Les titres ne veulent pas dire grand chose. « Docteur », « Monsieur le Recteur », ou le plus médiatisé « Monsieur le Président »… A mon sens, ce qui fait l’autorité d’une personne relève de ce qu’elle accomplie chaque jour dans sa fonction. Aussi, pour prendre l’exemple de docteur·e universitaire, la légitimité tient, pour ma part, à la rigueur employée pour mener à bien une recherche.
Bien sûr, ce n’est pas si simple. Il existe des règles. Nous avons mis en place un processus qui fait que le titre de « docteur·e » est conféré à une personne qui a consacré plusieurs années à se tirer les cheveux sur un sujet qui va probablement intéresser trois personnes et demie – ça, évidemment, on ne le découvre qu’après avoir terminé de rédiger sa thèse et après avoir avalé l’équivalent de son poids en crocodiles Haribo.
Un des grands principes que l’on apprend lorsqu’on est doctorant·e est de faire soi le principe de « doute ». On doit constamment douter de sa méthodologie pour développer l’argumentaire le plus pertinent possible, on doit douter de son sujet pour être sûr·e du périmètre choisi et on en vient – assez naturellement donc – à douter de son autorité sur un sujet auquel on a consacré beaucoup trop de temps (en ratio perte de cheveux et personnes intéressées).
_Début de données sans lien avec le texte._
PR #3499, opened 2023-10-03
MNTOR-2229: dashboard number logic

mansaj:
# References: 
Jira: MNTOR-2229, MNTOR-2262

# Description
* The “Actions needed” screen would display all the numbers that are total - fixed (in progress + resolved), all the numbers will match and reflect the unresolved state no matter the context of the text etc.. This includes the progress card, chart, text on the left and section under View all sites where your info is exposed
* Once the user flips over to the “fixed” tab, it would reflect everything that’s fixed, all the numbers will also match
* Chart in fixed tab should display `# of exposure "Fixed"`

# Screenshot (if applicable)

Not applicable.

# How to test


mansaj:
The diff will be significantly smaller once https://github.com/mozilla/blurts-server/pull/3493 merges in

src/app/functions/server/dashboard.test.ts
```diff
@@ -472,55 +478,106 @@ describe("getExposureReduction", () => {
...
+      ).toBeGreaterThanOrEqual(0);
+    }
+
+    summary.unresolvedSanitizedExposures.forEach((_, v) => {
+      expect(v).toBeGreaterThanOrEqual(0);
+    });
+
+    summary.inProgressFixedSanitizedExposures.forEach((_, v) => {
+      expect(v).toBeGreaterThanOrEqual(0);
+    });
```
pdehaan, line 527: What does this do?
I thought the second arg of [`.forEach()`](https://developer.mozilla.org/en-US/docs/Web/JavaScript/Reference/Global_Objects/Array/forEach)'s callback function was the `index` which is always 0+:
> `index`
> The index of the current element being processed in the array.

For example, this will log `{v: 0}`, `{v: 1}`, `{v: 2}`:
```js
['a', 'b', 'c'].forEach((_, v) => console.log({v}));
```

So when would `v` less than 0?

src/app/functions/server/dashboard.ts
```diff
@@ -274,16 +357,52 @@ export function getDashboardSummary(
   // count unique breaches
   summary.dataBreachTotalNum = subscriberBreaches.length;
   const isBreachesOnly = summary.dataBrokerTotalNum === 0;
-  summary.sanitizedExposures = sanitizeExposures(
-    summary.allExposures,
-    summary.totalExposures,
+
+  // calculate total exposures
+  // summary.totalExposures = summary.dataBreachTotalExposuresNum + summary.dataBrokerTotalExposuresNum;
```
pdehaan, line 362: Q: is this meant to be commented out?

src/app/functions/server/dashboard.ts
```diff
@@ -311,11 +430,8 @@ function sanitizeExposures(
...
-export function getExposureReduction(
-  summary: DashboardSummary,
-  scanResultItems: OnerepScanResultRow[]
-): number {
-  const countOfDataBrokerProfiles = scanResultItems.length;
-  const totalExposures = summary.totalExposures;
-  return Math.round((countOfDataBrokerProfiles / totalExposures) * 100);
+export function getExposureReduction(summary: DashboardSummary): number {
+  return Math.round(
+    (summary.dataBrokerTotalExposuresNum / summary.totalExposures) * 100
```
pdehaan, line 435: Q: Any chance `totalExposures` can be zero here and cause a rift in the universe?

src/app/functions/server/dashboard.test.ts
mansaj: @pdehaan These elements of the array are key value pairs, so the v would be a `number` and the k would be the key. They should look something like
```
[
{ 'physical-addresses': 2 },
{ 'family-members-names': 10 }
]
```

src/app/functions/server/dashboard.ts
mansaj: Thanks Peter, meant to delete.. deleted.

src/app/functions/server/dashboard.ts
mansaj: Thanks Peter, added edge case and test

src/app/functions/server/dashboard.test.ts
pdehaan: OK, I think I'm still confused, but maybe I need to clone this PR and see if I can run+`console.log()` locally to see if the `v` is 0,1 or 2,10.
From your snippet above it does seem like you're using `Array#forEach()` (and not `Map#forEach()` or `Set#forEach()`), so I'm curious how it's destructing key:value pairs here without something like `Object.entries()` to get the actual values. But it's 8:22PM and I'm just eyeballing it in GitHub, so I'm probably overlooking somethin'.

flodolo (approved):

src/app/functions/server/dashboard.ts
```diff
@@ -269,21 +358,58 @@ export function getDashboardSummary(
...
+  summary.dataBreachUnresolvedNum =
+    summary.dataBreachTotalNum - summary.dataBreachResolvedNum;
   const isBreachesOnly = summary.dataBrokerTotalNum === 0;
-  summary.sanitizedExposures = sanitizeExposures(
-    summary.allExposures,
-    summary.totalExposures,
+
+  // count unresolved exposures
+  summary.unresolvedExposures = Object.keys(summary.allExposures).reduce(
+    (a, k) => {
```
Vinnl, line 373: Not entirely sure, but I believe you can save yourself a couple of type assertions below if you add type parameters for the function arguments:

```suggestion
    (a: Exposures, k: keyof Exposures) => {
```

Vinnl (approved):
I believe you verified the numbers with Tony already, so I didn't check those. As for the code, I didn't see any major roadblocks there :)

src/app/functions/server/dashboard.test.ts
Vinnl: I think Peter's right; if every element is indeed an object with a single property with a single value, then you'll still need to iterate over the entries of that object, e.g.:

```suggestion
    summary.unresolvedSanitizedExposures.forEach((unresolvedSanitizedExposure) => {
      Object.values(unresolvedSanitizedExposure).forEach(count => {
        expect(count).toBeGreaterThanOrEqual(0);
      });
    });

    summary.inProgressFixedSanitizedExposures.forEach((inProgressFixedSanitizedExposure) => {
      Object.values(inProgressFixedSanitizedExposure).forEach(count => {
        expect(count).toBeGreaterThanOrEqual(0);
      });
    });
```

What you could alternatively do, is instead of `type SanitizedExposures = Array<Record<string, number>>`, make it an array of arrays with two elements (aka an array of tuples): `type SanitizedExposures = Array<[string, number]>;`. Then, you should be able to destructure it inline:

```suggestion
    summary.unresolvedSanitizedExposures.forEach(([_exposureType, count]) => {
      expect(count).toBeGreaterThanOrEqual(0);
    });

    summary.inProgressFixedSanitizedExposures.forEach(([_exposureType, count]) => {
      expect(count).toBeGreaterThanOrEqual(0);
    });
```

You should be able to verify that the current method doesn't work by modifying the code to actually set a negative value and see that this test doesn't actually fail.

src/app/(proper_react)/redesign/(authenticated)/user/dashboard/View.tsx
```diff
@@ -162,18 +162,31 @@ export const View = (props: Props) => {
...
 
     if (hasUnresolvedExposures) {
       exposuresAreaDescription = l10n.getString(
         "dashboard-exposures-area-description",
         {
-          exposures_total_num: totalExposures,
-          data_breach_total_num: dataBreachTotalNum,
-          data_broker_total_num: dataBrokerTotalNum,
+          exposures_total_num:
+            totalExposures -
```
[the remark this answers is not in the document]
mansaj: Renamed thanks

src/app/functions/server/dashboard.ts
mansaj: Tried that previously, and this is the error that occurs:
```
No overload matches this call.
  Overload 1 of 3, '(callbackfn: (previousValue: string, currentValue: string, currentIndex: number, array: string[]) => string, initialValue: string): string', gave the following error.
    Argument of type '(a: Exposures, k: keyof Exposures) => Exposures' is not assignable to parameter of type '(previousValue: string, currentValue: string, currentIndex: number, array: string[]) => string'.
      Types of parameters 'a' and 'previousValue' are incompatible.
        Type 'string' is not assignable to type 'Exposures'.
 ...
```

src/app/functions/server/dashboard.test.ts
mansaj: Oh right, thanks @Vinnl @pdehaan, confused myself here

src/app/(proper_react)/redesign/(authenticated)/user/dashboard/DashboardTopBanner/DashboardTopBannerContent.tsx
```diff
@@ -254,13 +273,19 @@ export const DashboardTopBannerContent = (props: DashboardTopBannerProps) => {
...
+                  vars: {
+                    remaining_exposures_total_num:
+                      bannerData.totalExposures -
+                      bannerData.dataBreachFixedExposuresNum -
+                      bannerData.dataBrokerFixedExposuresNum -
+                      bannerData.dataBrokerInProgressExposuresNum,
+                  },
+                  elems: {
+                    b: <strong />,
+                  },
```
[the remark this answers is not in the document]
mansaj: Removed the `elems`, don't see it in `premium.ftl`. Thanks

src/app/functions/server/dashboard.test.ts
pdehaan: Or if you don't want the tuple route, I used this `Array#reduce()` mess to build my test case (which uses `Array#concat()` and `Object.values()` magic to build an array of values; conversely I guess we could flatten all the objects into a single object and then call `Object.values()` once):

```js
const assert = require("node:assert/strict");

const tmp = [
  { 'physical-addresses': 10 },
  { 'family-members-names': -2 }
];

const values = tmp.reduce((acc, item) => acc.concat(Object.values(item)), []);

// [10, -2]
console.log(values);

// "AssertionError: -2 should be >= 0"
values.forEach(value => assert(value >= 0, `${value} should be >= 0`));
```

locales-pending/premium.ftl
```diff
@@ -199,21 +206,21 @@ dashboard-exposures-filter-reset = Reset
...
 dashboard-top-banner-scan-in-progress-cta = See what’s ready now
 
 dashboard-top-banner-protect-your-data-title = Let’s protect your data
 # Variables:
-# $data_breach_total_num is the total number of data breaches the user has.
-# $data_broker_total_num is the total number of data brokers selling the user’s data.
-dashboard-top-banner-protect-your-data-description = We found your data in { $data_breach_total_num } data breaches and { $data_broker_total_num } sites selling your personal info. We’ll guide you step-by-step on how to fix it.
+# $data_breach_unresolved_num is the unresolved number of data breaches the user has.
+# $data_broker_unresolved_num is the unresolved number of data brokers selling the user’s data.
+dashboard-top-banner-protect-your-data-description = We found your data in { $data_breach_unresolved_num } data breaches and { $data_broker_unresolved_num } sites selling your personal info. We’ll guide you step-by-step on how to fix it.
```
pdehaan, line 223: Not a regression, but I did have a drive-by l10n question about plurals...
Is it possible that `$data_breach_unresolved_num` or `$data_broker_unresolved_num` would be singular?

For example:
> "We found your data in _**1 data breaches**_ and _**1 sites**_ selling your personal info. We'll guide you step-by-step on how to fix it."

mansaj: This is a good one, Peter. I think we will address this in another PR (see slack)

Le seul élément tangible qui ressort de ce processus est le titre qu’on donne à la fin. Au terme d’une soutenance de plusieurs heures, un panel d’universitaire vous donne le titre de « docteur·e ». Dans le monde anglo-saxon, il est ensuite naturel de brandir ce titre sur sa boîte aux lettres, sa carte bleue, sa carte de visite et… son compte Twitter (j’imagine pour compenser la perte capillaire et la prise pondérale).
Aussi, lorsque le Boston Globe a décidé de supprimer dans ses articles la notification du titre de « Dr » pour les personnes sauf pour celles qui exercent la médecine, Dr Fern Riddell a tweeté « Mon titre est Dr Fern Riddell, pas madame ou mademoiselle Riddell. J’ai reçu ce titre parce que je suis une experte et que ma vie et ma carrière dépendent de cette expertise de plein de manières différentes. J’ai travaillé dur pour gagner cette autorité, et je ne compte pas l’abandonner ».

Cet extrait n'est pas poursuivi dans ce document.